Where the listing below reaches the line containing "Implement a new", start writing out lines exactly, and stop once the line containing "charm and don't need to be reviewed." has been written.

|---|

PR #12, opened 2022-07-04
Add legacy relations implementation

marceloneppel:
# Issue
This PostgreSQL charm should support legacy relations from the [original charm](https://launchpad.net/postgresql-charm).

# Solution
* Implement both legacy relations, db and db-admin, following the logic from the original charm.

# Context
* `metadata.yaml` defines both relations.
* `requirements.txt` adds an additional dependency used to make it easier to build PostgreSQL string that will be stored in the `master` and `standbys` fields of the relations databags.
* `src/charm.py` has calls to update the endpoints (master and standbys) in the legacy relations.
* `src/constants.py` contains the constants with the legacy relations names to be used in other files.
* `src/relations/db.py` implements the relation logic similar to what was done in the [k8s charm](https://github.com/canonical/postgresql-k8s-operator/blob/main/src/relations/db.py). The main difference is that in this charm we also need to put the relation data in the unit databag (in the k8s charm it is only needed to add the data in the application databag).
* `tests/unit/test_db.py` implements the tests for those relations methods.
* `tox.ini` only add a missing dependency for integration tests.
* Note: as in https://github.com/canonical/postgresql-operator/pull/17, there is a temporary workaround for https://bugs.launchpad.net/juju/+bug/1979811 in src/relations/db.py.

# Testing
* Unit tests for the relation code were added.
* Integration tests were implement in the following PRs:
  * https://github.com/canonical/postgresql-operator/pull/18
  * https://github.com/canonical/postgresql-operator/pull/19

# Release Notes
* Add legacy db and db-admin relations.


src/relations/db.py
```diff
@@ -0,0 +1,325 @@
...
+
+        try:
+            # Creates the user and the database for this specific relation if it was not already
+            # created in a previous relation changed event.
+            user = f"relation-{event.relation.id}"
+            password = unit_relation_databag.get("password", new_password())
+            self.charm.postgresql.create_user(user, password, self.admin)
+            self.charm.postgresql.create_database(database, user)
+            postgresql_version = self.charm.postgresql.get_postgresql_version()
+        except (
```
shayancanonical, line 118: is it better to explicitly create a helper that checks if a user and database exists instead of using `try/except`?

WRFitch (approved):

src/relations/db.py
marceloneppel: In this specific case, the errors wont happen if the user or database already exists. It is handled by the PostgreSQL library to check that and just [alter](https://github.com/canonical/postgresql-operator/blob/main/lib/charms/postgresql_k8s/v0/postgresql.py#L126) privileges in the user or database if they already exist. The errors will be raised if another unexpected thing happens.

paulomach (approved):
lgtm, tests are great.
This is a design choice, but i think it's semantically better to split the user adding for the relation into a `relation_joined` handler, and leave the databag updates to `config_changed` handler. That's a nit though, feel free to dismiss it.

marceloneppel:
Thanks @WRFitch and @paulomach for the suggestion. It seems good to separate those two steps and move one of them to the relation joined event handler. I'll evaluate it and probably open another PR to change that. Thanks again!

PR #15, opened 2022-07-18
Add new relation

marceloneppel:
# Issue
The new PostgreSQL VM charm should support a new relation following the pattern from [this relation interface](https://github.com/canonical/charm-relation-interfaces/tree/main/database).

# Solution
* Implement a new relation using the [data platform provides library](https://github.com/canonical/data-platform-libs/blob/main/lib/charms/data_platform_libs/v0/database_provides.py).

# Context
* `lib/charms/data_platform_libs/v0/database_provides.py` was imported from [Data Platform Libs](https://github.com/canonical/data-platform-libs) repository and don't need to be reviewed.
* `lib/charms/postgresql_k8s/v0/postgresql.py` was imported from the k8s charm and don't need to be reviewed.
* In `src/relations/postgresql_provider.py` the relation handlers are implemented. There is a `on database requested` handler instead of the often used `on relation changed` handler. It is using the Data Platform Libs provides library. There is also a `on relation broken` handler that removes the previously created database user when the relation is gone.
* `README.md` was updated with some initial instructions (the charm is not published yet).
* Relation names were also fixed.
* Some calls to `update_endpoints` are being made to handle the most part of primary changes and update the relation databags (automatic failover still needs an observer or some other mechanism to update the primary in the relation databags).

# Testing
* Unit tests for the postgresql provider were added.
* Existing tests were fixed.
* Integration tests were implement in the [next PR](https://github.com/canonical/postgresql-operator/pull/16).

# Release Notes
* Add new  PostgreSQL relation.

PR #16, opened 2022-07-18
New relations tests

marceloneppel:
# Issue
* The new PostgreSQL relation implemented in https://github.com/canonical/postgresql-operator/pull/15 needs integrations tests.

# Solution
* Replicate the tests already implemented in the k8s charm.

# Context
* Files copied from [Data Platform Libs](https://github.com/canonical/data-platform-libs) repository that don't need to be reviewed:
  * `tests/integration/new_relations/application-charm/*`

# Testing
* The integrations tests from `tests/integration/new_relations/test_new_relations.py` were copied from the [k8s charm](https://github.com/canonical/postgresql-k8s-operator/blob/main/tests/integration/new_relations/test_new_relations.py). Some things were modified:
  * The last two tests (`test_no_read_only_endpoint_in_standalone_cluster` and `test_read_only_endpoint_in_scaled_up_cluster`) were moved to the beggining of the file (aftet the deployment of the charms used in the test).
  * `test_no_read_only_endpoint_in_standalone_cluster` couldn't be run in the end because it needs a scale down to only 1 unit, which is not possible from 2 units using the raft mechanism from Patroni (for that to work, we would need an additional unit running Patroni raft controller instead of Patroni and PostgreSQL).

# Release Notes
* Add new  PostgreSQL relation integration tests.


tests/integration/new_relations/test_new_relations.py
```diff
@@ -0,0 +1,297 @@
...
+    # Connect to the database using the read-only endpoint.
+    with psycopg2.connect(connection_string) as connection, connection.cursor() as cursor:
+        # Read some data.
+        cursor.execute("SELECT data FROM test;")
+        data = cursor.fetchone()
+        assert data[0] == "some data"
+
+        # Try to alter some data in a read-only transaction.
+        with pytest.raises(psycopg2.errors.ReadOnlySqlTransaction):
+            cursor.execute("DROP TABLE test;")
```
MiaAltieri, line 156: very thorough

tests/integration/new_relations/test_new_relations.py
```diff
@@ -0,0 +1,297 @@
...
+    # Get the connection strings to connect to both databases.
+    first_database_connection_string = await build_connection_string(
+        ops_test, APPLICATION_APP_NAME, FIRST_DATABASE_RELATION_NAME
+    )
+    second_database_connection_string = await build_connection_string(
+        ops_test, APPLICATION_APP_NAME, SECOND_DATABASE_RELATION_NAME
+    )
+
+    # Assert the two application have different relation (connection) data.
+    assert first_database_connection_string != second_database_connection_string
```
MiaAltieri, line 297: might be worth adding a test that scales up/down PG and then verifies that the relation data is properly updated and can still perform CRUD ops etc. 

Specifically add 2 units, remove original units so that PG has none of the units it was originally deployed with. Then verify that application can still connect to PG.

^ this suggestion is not for the endpoint tests which you mention cannot do do this scaling due to patroni. But instead for ensuring that relation departed/joined events update the connection URI and other relation data. (Can be done in a future PR)

MiaAltieri (commented):
LGTM once those tests start passing, I have a suggestion regarding tests too :)

WRFitch (approved):

tests/integration/new_relations/test_new_relations.py
marceloneppel: Good suggestion, Mia. I implemented the new test (with fixes figured out when implementing it) in the [next PR](https://github.com/canonical/postgresql-operator/pull/17). It is still a draft because I am checking why scaling down works locally but not when the test is running on Github CI.

I also merged some missing changes from the previous PR and the tests of this PR as working now.

MiaAltieri (approved):

paulomach (approved):
very nice - certainly going to draw inspiration from this tests

PR #17, opened 2022-08-05
Relation data update tests

marceloneppel:
# Issue
There is a mising test for the new relations described in https://github.com/canonical/postgresql-operator/pull/16#discussion_r937627679:

> might be worth adding a test that scales up/down PG and then verifies that the relation data is properly updated and can still perform CRUD ops etc.
> 
> Specifically add 2 units, remove original units so that PG has none of the units it was originally deployed with. Then verify that application can still connect to PG.
> 
> ^ this suggestion is not for the endpoint tests which you mention cannot do do this scaling due to patroni. But instead for ensuring that relation departed/joined events update the connection URI and other relation data.

# Solution
* Add the requested integration test.
* After adding the test, I figured out that it was not working because of some details of the operator implementation. So, it was needed to fix them by adding some retries in the check of the primary of the cluster, specially after a failed switchover, when there may be some delay before electing a new primary (because of some configurations about the failover timeouts).
* Also, there was a problem related to the charm incorrectly deleting a user from a relation if it is scaled down (because the charm receives a relation broken event in that case and the user removal is done in that event handler). This was also fixed through a temporary workaround.

# Context
* `lib/charms/postgresql_k8s/v0/postgresql.py` has some changes to handle the correct deletion of users that have names containing hyphen and other character that need to be escaped before used in PostgreSQL statements.
* `src/charm.py` has some changes to get the primary endpoint with tenacity (sometimes after a failed switchover the cluster members list show all of them as replicas and no primary, which is solved after some seconds). Also, the update endpoints call is beind done only if there is a primary.
* `src/cluster.py' has additional checks for cluster members during a failed switchover scenario.
* `src/relations/postgresql_provider.py` was updated to have a temporary workaround for https://bugs.launchpad.net/juju/+bug/1979811. It does not solve all the situations that trigger that event, but at least the worst cases.
* `tests/integration/new_relations/test_new_relations.py` implements the test mentioned in the issue section of this PR.
* The unit tests from `tests/unit/test_charm.py` and `tests/unit/test_postgresql_provider.py` were updated based on the changes in the operator source code.
* Note: the failover timeouts were not reduced to avoid possible split brain scenarios. This should be improved in the future, to improve how fast the checks for a primary in the cluster are done.

# Testing
* Unit tests were updated.
* The additional integration test was implemented.

# Release Notes
* Fix primary endpoint retrieval.
* Fix endpoints update.
* Add integration test to check endpoints update after scaling up/down.

# Future work
* Try to improve the way failed switchover are handled.
* Sync failover timeouts with primary endpoint tenacity configurations.


lib/charms/postgresql_k8s/v0/postgresql.py
```diff
@@ -150,12 +150,12 @@ def delete_user(self, user: str) -> None:
                 with self._connect_to_database(
                     database
                 ) as connection, connection.cursor() as cursor:
-                    cursor.execute(f"REASSIGN OWNED BY {user} TO postgres;")
-                    cursor.execute(f"DROP OWNED BY {user};")
+                    cursor.execute(sql.SQL("REASSIGN OWNED BY {} TO postgres;").format(sql.Identifier(user)))
```
WRFitch, line 153: nice

tests/integration/new_relations/test_new_relations.py
```diff
@@ -295,3 +295,66 @@ async def test_an_application_can_request_multiple_databases(ops_test: OpsTest,
...
+async def test_relation_data_is_updated_correctly_when_scaling(ops_test: OpsTest):
+    """Test that relation data, like connection data, is updated correctly when scaling."""
+    # Retrieve the list of current database unit names.
+    units_to_remove = [unit.name for unit in ops_test.model.applications[DATABASE_APP_NAME].units]
+
+    # Add two more units.
+    await ops_test.model.applications[DATABASE_APP_NAME].add_units(2)
+    await ops_test.model.wait_for_idle(
+        apps=[DATABASE_APP_NAME], status="active", timeout=1000, wait_for_exact_units=4
+    )
```
WRFitch, line 309: `ops_test.fast_forward` might help here

WRFitch (approved):

src/relations/postgresql_provider.py
```diff
@@ -109,10 +122,24 @@ def _on_relation_broken(self, event: RelationBrokenEvent) -> None:
         if (
             "cluster_initialised" not in self.charm._peers.data[self.charm.app]
             or not self.charm._patroni.member_started
+            or not self.charm.primary_endpoint
         ):
             event.defer()
```
MiaAltieri, line 127: I assume you defer since you're waiting for one of these conditions to become true:
```
"cluster_initialised" not in self.charm._peers.data[self.charm.app]
or not self.charm._patroni.member_started
or not self.charm.primary_endpoint
```
In order for some of these to become true some other events need to run (ie the start hook) deferring here can cause this event to continuously defer making it take much longer for the start hook to get on the queue before this event re-queues. This can lead to downtime/poor performance. Instead I suggest you set a flag and trigger and event that will re-call `on_relation_broken`.

Mykola did something similar in his k8s charm [here](https://github.com/delgod/mongodb-k8s-operator/blob/ad178a7e2406f3b805ac73d5dfb7927b123c6deb/lib/charms/mongodb_libs/v0/mongodb_provider.py#L60-L63) and instead of re-triggering the event, he creating a function for himself to call once his condition was met by the start hook, see [here](https://github.com/delgod/mongodb-k8s-operator/blob/ad178a7e2406f3b805ac73d5dfb7927b123c6deb/src/charm.py#L142)

tests/integration/new_relations/test_new_relations.py
```diff
@@ -295,3 +295,66 @@ async def test_an_application_can_request_multiple_databases(ops_test: OpsTest,
...
+    connection.close()
+
+    # Remove the relation and test that its user was deleted
+    # (by checking that the connection string doesn't work anymore).
+    await ops_test.model.applications[DATABASE_APP_NAME].remove_relation(
+        f"{DATABASE_APP_NAME}:database", f"{APPLICATION_APP_NAME}:{FIRST_DATABASE_RELATION_NAME}"
+    )
+    await ops_test.model.wait_for_idle(apps=[DATABASE_APP_NAME], status="active", timeout=1000)
+    with pytest.raises(psycopg2.OperationalError):
+        psycopg2.connect(primary_connection_string)
```
MiaAltieri, line 360: AWESOME test

tests/unit/test_postgresql_provider.py
```diff
@@ -153,12 +174,37 @@ def test_on_database_requested(
...
+            RelationDepartedEvent, "departing_unit", new_callable=PropertyMock
+        ) as mock_departing_unit:
+            # Test that no flag is set in peer relation data if the remote unit
+            # is the unit that is being removed.
+            mock_departing_unit.return_value = self.harness.model.get_unit("application/0")
+            self.harness.remove_relation_unit(self.rel_id, "application/0")
+            peer_relation_data = self.harness.get_relation_data(self.peer_rel_id, self.unit)
+            self.assertDictEqual(peer_relation_data, {})
+
+            # Test that a flag for preventing user deletion is set in peer relation data
```
MiaAltieri, line 190: quick question do you have an integration test for verifying that your "flag preventing user deletion" works?

MiaAltieri (commented):
Looks great! Very thorough tests really awesome work! Just some suggestions :)

tests/unit/test_postgresql_provider.py
marceloneppel: Yes Mia! It is [here](https://github.com/canonical/postgresql-operator/blob/d139e248a5b490f442b0d9d1ecc10f7516cbd56a/tests/integration/test_db.py#L114) (part of the other PR: https://github.com/canonical/postgresql-operator/pull/18). When the two units are destroyed in that line, the deletion of the user would be triggered in them even we still have two more units in the relation with the application. So, with the flag, when the two units are destroyed, the user is not deleted (it is deleted when the relation is really broken between the database and application).

tests/integration/new_relations/test_new_relations.py
marceloneppel: Good suggestion. Added in https://github.com/canonical/postgresql-operator/pull/17/commits/391aaa27327ff9d768c2ca34b336fd6695b6fcd0.

src/charm.py
```diff
@@ -208,8 +224,19 @@ def _on_peer_relation_changed(self, event: RelationChangedEvent):
             event.defer()
             return
 
-        self.postgresql_client_relation.update_endpoints()
-        self.unit.status = ActiveStatus()
+        # If the unit is not the leader, just set an ActiveStatus.
+        if not self.unit.is_leader():
+            self.unit.status = ActiveStatus()
```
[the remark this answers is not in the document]
marceloneppel: Yeah. Currently it is safe to set this ActiveStatus (after a BlockedStatus is set it blocks the execution with a return or a missing piece that makes Patroni able to start, preventing the code to reach this point), but probably in the future, when new features are added and can generate additional BlockedStatus, this should be revisited.

tests/integration/new_relations/test_new_relations.py
marceloneppel: Thanks so much for the feedback!

src/relations/postgresql_provider.py
marceloneppel: Great suggestion Mia! I refactored the code a little bit in https://github.com/canonical/postgresql-operator/pull/17/commits/8bda284c7e8c7bc3d6631ed5aa3b7fc2858989c7 to initially move the user deletion logic to something similar to what you commented. In a future PR I will need to also move the user creation and update.

tests/unit/test_postgresql_provider.py
MiaAltieri: Awesome!!

MiaAltieri (approved):
Really awesome Marcelo!! 🤩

|---|

▶ Completed exercise
* Implement a new relation using the [data platform provides library](https://github.com/canonical/data-platform-libs/blob/main/lib/charms/data_platform_libs/v0/database_provides.py).

# Context
* `lib/charms/data_platform_libs/v0/database_provides.py` was imported from [Data Platform Libs](https://github.com/canonical/data-platform-libs) repository and don't need to be reviewed.
* `lib/charms/postgresql_k8s/v0/postgresql.py` was imported from the k8s charm and don't need to be reviewed.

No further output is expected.